**Problem description**
Every line containing the string "adjust" should be returned from the records.

[Source records]
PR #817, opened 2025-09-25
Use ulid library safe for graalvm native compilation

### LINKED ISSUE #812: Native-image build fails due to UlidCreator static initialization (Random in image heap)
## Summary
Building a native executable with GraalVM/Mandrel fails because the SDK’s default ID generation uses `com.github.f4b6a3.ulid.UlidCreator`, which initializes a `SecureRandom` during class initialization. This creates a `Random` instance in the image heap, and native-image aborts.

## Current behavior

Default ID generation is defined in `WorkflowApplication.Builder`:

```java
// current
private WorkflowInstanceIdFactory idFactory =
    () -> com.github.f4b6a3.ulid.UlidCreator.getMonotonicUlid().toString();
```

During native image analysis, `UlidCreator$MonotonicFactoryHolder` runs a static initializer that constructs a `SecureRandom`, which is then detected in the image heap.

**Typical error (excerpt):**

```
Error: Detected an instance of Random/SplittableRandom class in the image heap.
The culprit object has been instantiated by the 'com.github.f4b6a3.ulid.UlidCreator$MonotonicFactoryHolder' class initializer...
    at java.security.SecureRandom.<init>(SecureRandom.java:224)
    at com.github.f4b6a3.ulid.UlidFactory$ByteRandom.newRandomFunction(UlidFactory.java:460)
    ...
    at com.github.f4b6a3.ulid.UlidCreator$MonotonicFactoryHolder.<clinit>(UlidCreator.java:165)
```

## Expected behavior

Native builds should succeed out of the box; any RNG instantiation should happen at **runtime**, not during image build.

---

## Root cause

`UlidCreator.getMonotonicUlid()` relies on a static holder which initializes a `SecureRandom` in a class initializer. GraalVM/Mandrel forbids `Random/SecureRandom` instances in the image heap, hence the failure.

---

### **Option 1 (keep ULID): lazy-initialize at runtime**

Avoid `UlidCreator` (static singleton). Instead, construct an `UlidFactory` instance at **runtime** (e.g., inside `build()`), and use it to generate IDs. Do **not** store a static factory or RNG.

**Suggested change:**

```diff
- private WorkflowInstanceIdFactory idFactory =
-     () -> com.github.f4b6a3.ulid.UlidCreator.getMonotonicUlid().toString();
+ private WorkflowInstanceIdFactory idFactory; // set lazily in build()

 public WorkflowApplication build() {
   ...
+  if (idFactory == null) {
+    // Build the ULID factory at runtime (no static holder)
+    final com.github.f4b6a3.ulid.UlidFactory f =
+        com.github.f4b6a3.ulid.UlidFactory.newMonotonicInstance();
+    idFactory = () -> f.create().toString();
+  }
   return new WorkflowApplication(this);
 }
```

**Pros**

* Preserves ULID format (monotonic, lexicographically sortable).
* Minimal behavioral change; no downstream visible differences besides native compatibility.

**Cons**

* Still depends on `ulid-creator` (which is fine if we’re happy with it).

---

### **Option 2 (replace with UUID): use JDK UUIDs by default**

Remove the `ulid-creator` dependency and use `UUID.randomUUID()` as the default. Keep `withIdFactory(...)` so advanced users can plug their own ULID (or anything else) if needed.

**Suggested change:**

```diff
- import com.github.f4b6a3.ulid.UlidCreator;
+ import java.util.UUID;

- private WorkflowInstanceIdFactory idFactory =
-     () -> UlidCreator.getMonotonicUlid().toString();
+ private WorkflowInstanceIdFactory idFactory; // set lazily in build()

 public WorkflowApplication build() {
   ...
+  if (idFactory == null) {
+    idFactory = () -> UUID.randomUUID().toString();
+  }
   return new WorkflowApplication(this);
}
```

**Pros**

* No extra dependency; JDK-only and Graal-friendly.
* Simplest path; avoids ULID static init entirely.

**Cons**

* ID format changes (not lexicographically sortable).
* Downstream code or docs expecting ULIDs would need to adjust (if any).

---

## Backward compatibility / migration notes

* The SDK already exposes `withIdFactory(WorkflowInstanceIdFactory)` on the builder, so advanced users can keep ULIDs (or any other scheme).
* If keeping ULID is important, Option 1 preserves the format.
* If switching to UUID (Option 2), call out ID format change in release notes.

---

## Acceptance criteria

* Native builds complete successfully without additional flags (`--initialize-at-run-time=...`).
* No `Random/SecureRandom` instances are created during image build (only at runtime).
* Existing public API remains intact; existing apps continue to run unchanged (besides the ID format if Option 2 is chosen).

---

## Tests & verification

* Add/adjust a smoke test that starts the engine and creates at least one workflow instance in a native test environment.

**Answer to the problem**
* Downstream code or docs expecting ULIDs would need to adjust (if any).
* Add/adjust a smoke test that starts the engine and creates at least one workflow instance in a native test environment.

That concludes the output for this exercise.